**WORK REQUIRED**: Each entry that appears below should be restated exactly as it is.

RECORDS FOR THE EXERCISE: Begin

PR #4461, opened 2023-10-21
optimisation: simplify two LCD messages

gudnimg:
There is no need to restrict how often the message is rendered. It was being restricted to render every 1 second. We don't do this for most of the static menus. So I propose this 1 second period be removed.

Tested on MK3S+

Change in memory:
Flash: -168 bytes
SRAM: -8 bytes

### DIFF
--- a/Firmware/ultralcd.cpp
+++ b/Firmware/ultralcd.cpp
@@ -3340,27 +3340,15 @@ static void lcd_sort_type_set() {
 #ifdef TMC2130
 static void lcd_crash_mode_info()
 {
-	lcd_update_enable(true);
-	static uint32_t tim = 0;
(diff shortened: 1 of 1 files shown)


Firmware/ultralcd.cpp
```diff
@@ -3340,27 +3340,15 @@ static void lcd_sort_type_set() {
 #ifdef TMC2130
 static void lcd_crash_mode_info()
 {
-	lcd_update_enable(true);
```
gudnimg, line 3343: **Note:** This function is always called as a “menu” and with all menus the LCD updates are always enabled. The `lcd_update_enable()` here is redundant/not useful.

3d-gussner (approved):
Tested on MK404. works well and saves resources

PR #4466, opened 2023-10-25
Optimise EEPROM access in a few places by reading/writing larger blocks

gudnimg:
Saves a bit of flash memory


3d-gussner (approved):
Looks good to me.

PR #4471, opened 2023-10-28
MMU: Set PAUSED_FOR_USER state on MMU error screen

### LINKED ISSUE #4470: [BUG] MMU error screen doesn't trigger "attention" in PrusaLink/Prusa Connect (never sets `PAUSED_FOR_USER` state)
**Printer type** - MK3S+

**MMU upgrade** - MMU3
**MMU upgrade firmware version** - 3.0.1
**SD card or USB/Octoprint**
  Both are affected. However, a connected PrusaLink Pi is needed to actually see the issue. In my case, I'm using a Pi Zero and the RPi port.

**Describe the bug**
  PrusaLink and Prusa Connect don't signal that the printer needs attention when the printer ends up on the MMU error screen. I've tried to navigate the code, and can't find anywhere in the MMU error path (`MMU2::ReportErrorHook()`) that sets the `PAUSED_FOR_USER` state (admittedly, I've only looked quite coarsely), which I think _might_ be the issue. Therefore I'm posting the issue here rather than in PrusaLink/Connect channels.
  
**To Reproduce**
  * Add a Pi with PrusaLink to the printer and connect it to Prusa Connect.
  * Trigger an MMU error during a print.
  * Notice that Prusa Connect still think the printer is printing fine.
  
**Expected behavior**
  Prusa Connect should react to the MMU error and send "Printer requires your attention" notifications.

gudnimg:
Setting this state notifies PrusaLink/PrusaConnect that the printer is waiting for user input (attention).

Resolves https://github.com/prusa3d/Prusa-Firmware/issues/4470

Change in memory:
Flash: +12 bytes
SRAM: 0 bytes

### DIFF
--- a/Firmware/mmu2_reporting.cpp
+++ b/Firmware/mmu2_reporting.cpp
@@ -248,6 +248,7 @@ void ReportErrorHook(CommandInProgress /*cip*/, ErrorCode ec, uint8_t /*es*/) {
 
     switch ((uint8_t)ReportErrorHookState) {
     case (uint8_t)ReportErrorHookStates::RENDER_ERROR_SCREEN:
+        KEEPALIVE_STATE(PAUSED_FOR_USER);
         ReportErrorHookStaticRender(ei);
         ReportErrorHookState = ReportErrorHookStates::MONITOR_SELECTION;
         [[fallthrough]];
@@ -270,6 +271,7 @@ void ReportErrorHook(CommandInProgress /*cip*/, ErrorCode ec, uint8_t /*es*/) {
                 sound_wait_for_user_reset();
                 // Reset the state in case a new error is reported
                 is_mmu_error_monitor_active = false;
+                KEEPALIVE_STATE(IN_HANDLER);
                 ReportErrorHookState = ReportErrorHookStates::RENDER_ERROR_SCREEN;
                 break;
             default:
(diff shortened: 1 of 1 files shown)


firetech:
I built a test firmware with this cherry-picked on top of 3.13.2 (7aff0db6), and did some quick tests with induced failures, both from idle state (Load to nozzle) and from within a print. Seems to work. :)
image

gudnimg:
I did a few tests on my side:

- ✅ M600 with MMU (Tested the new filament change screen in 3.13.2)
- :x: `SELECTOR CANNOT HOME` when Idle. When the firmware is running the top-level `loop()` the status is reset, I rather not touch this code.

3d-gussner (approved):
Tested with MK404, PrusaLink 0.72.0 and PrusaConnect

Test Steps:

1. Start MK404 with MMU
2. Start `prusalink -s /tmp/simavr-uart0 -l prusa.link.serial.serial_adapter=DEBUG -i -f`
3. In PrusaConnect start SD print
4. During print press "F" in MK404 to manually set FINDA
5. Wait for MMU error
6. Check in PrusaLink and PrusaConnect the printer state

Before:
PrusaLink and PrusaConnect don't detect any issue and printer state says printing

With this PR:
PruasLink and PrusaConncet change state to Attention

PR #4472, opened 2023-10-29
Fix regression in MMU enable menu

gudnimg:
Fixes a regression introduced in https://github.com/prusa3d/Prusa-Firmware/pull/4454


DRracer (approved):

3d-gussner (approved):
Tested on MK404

RECORDS FOR THE EXERCISE: End

**SOLUTION FOR THIS EXERCISE**:
PR #4461, opened 2023-10-21
optimisation: simplify two LCD messages

gudnimg:
There is no need to restrict how often the message is rendered. It was being restricted to render every 1 second. We don't do this for most of the static menus. So I propose this 1 second period be removed.

Tested on MK3S+

Change in memory:
Flash: -168 bytes
SRAM: -8 bytes

### DIFF
--- a/Firmware/ultralcd.cpp
+++ b/Firmware/ultralcd.cpp
@@ -3340,27 +3340,15 @@ static void lcd_sort_type_set() {
 #ifdef TMC2130
 static void lcd_crash_mode_info()
 {
-	lcd_update_enable(true);
-	static uint32_t tim = 0;
(diff shortened: 1 of 1 files shown)


Firmware/ultralcd.cpp
```diff
@@ -3340,27 +3340,15 @@ static void lcd_sort_type_set() {
 #ifdef TMC2130
 static void lcd_crash_mode_info()
 {
-	lcd_update_enable(true);
```
gudnimg, line 3343: **Note:** This function is always called as a “menu” and with all menus the LCD updates are always enabled. The `lcd_update_enable()` here is redundant/not useful.

3d-gussner (approved):
Tested on MK404. works well and saves resources

PR #4466, opened 2023-10-25
Optimise EEPROM access in a few places by reading/writing larger blocks

gudnimg:
Saves a bit of flash memory


3d-gussner (approved):
Looks good to me.

PR #4471, opened 2023-10-28
MMU: Set PAUSED_FOR_USER state on MMU error screen

### LINKED ISSUE #4470: [BUG] MMU error screen doesn't trigger "attention" in PrusaLink/Prusa Connect (never sets `PAUSED_FOR_USER` state)
**Printer type** - MK3S+

**MMU upgrade** - MMU3
**MMU upgrade firmware version** - 3.0.1
**SD card or USB/Octoprint**
  Both are affected. However, a connected PrusaLink Pi is needed to actually see the issue. In my case, I'm using a Pi Zero and the RPi port.

**Describe the bug**
  PrusaLink and Prusa Connect don't signal that the printer needs attention when the printer ends up on the MMU error screen. I've tried to navigate the code, and can't find anywhere in the MMU error path (`MMU2::ReportErrorHook()`) that sets the `PAUSED_FOR_USER` state (admittedly, I've only looked quite coarsely), which I think _might_ be the issue. Therefore I'm posting the issue here rather than in PrusaLink/Connect channels.
  
**To Reproduce**
  * Add a Pi with PrusaLink to the printer and connect it to Prusa Connect.
  * Trigger an MMU error during a print.
  * Notice that Prusa Connect still think the printer is printing fine.
  
**Expected behavior**
  Prusa Connect should react to the MMU error and send "Printer requires your attention" notifications.

gudnimg:
Setting this state notifies PrusaLink/PrusaConnect that the printer is waiting for user input (attention).

Resolves https://github.com/prusa3d/Prusa-Firmware/issues/4470

Change in memory:
Flash: +12 bytes
SRAM: 0 bytes

### DIFF
--- a/Firmware/mmu2_reporting.cpp
+++ b/Firmware/mmu2_reporting.cpp
@@ -248,6 +248,7 @@ void ReportErrorHook(CommandInProgress /*cip*/, ErrorCode ec, uint8_t /*es*/) {
 
     switch ((uint8_t)ReportErrorHookState) {
     case (uint8_t)ReportErrorHookStates::RENDER_ERROR_SCREEN:
+        KEEPALIVE_STATE(PAUSED_FOR_USER);
         ReportErrorHookStaticRender(ei);
         ReportErrorHookState = ReportErrorHookStates::MONITOR_SELECTION;
         [[fallthrough]];
@@ -270,6 +271,7 @@ void ReportErrorHook(CommandInProgress /*cip*/, ErrorCode ec, uint8_t /*es*/) {
                 sound_wait_for_user_reset();
                 // Reset the state in case a new error is reported
                 is_mmu_error_monitor_active = false;
+                KEEPALIVE_STATE(IN_HANDLER);
                 ReportErrorHookState = ReportErrorHookStates::RENDER_ERROR_SCREEN;
                 break;
             default:
(diff shortened: 1 of 1 files shown)


firetech:
I built a test firmware with this cherry-picked on top of 3.13.2 (7aff0db6), and did some quick tests with induced failures, both from idle state (Load to nozzle) and from within a print. Seems to work. :)
image

gudnimg:
I did a few tests on my side:

- ✅ M600 with MMU (Tested the new filament change screen in 3.13.2)
- :x: `SELECTOR CANNOT HOME` when Idle. When the firmware is running the top-level `loop()` the status is reset, I rather not touch this code.

3d-gussner (approved):
Tested with MK404, PrusaLink 0.72.0 and PrusaConnect

Test Steps:

1. Start MK404 with MMU
2. Start `prusalink -s /tmp/simavr-uart0 -l prusa.link.serial.serial_adapter=DEBUG -i -f`
3. In PrusaConnect start SD print
4. During print press "F" in MK404 to manually set FINDA
5. Wait for MMU error
6. Check in PrusaLink and PrusaConnect the printer state

Before:
PrusaLink and PrusaConnect don't detect any issue and printer state says printing

With this PR:
PruasLink and PrusaConncet change state to Attention

PR #4472, opened 2023-10-29
Fix regression in MMU enable menu

gudnimg:
Fixes a regression introduced in https://github.com/prusa3d/Prusa-Firmware/pull/4454


DRracer (approved):

3d-gussner (approved):
Tested on MK404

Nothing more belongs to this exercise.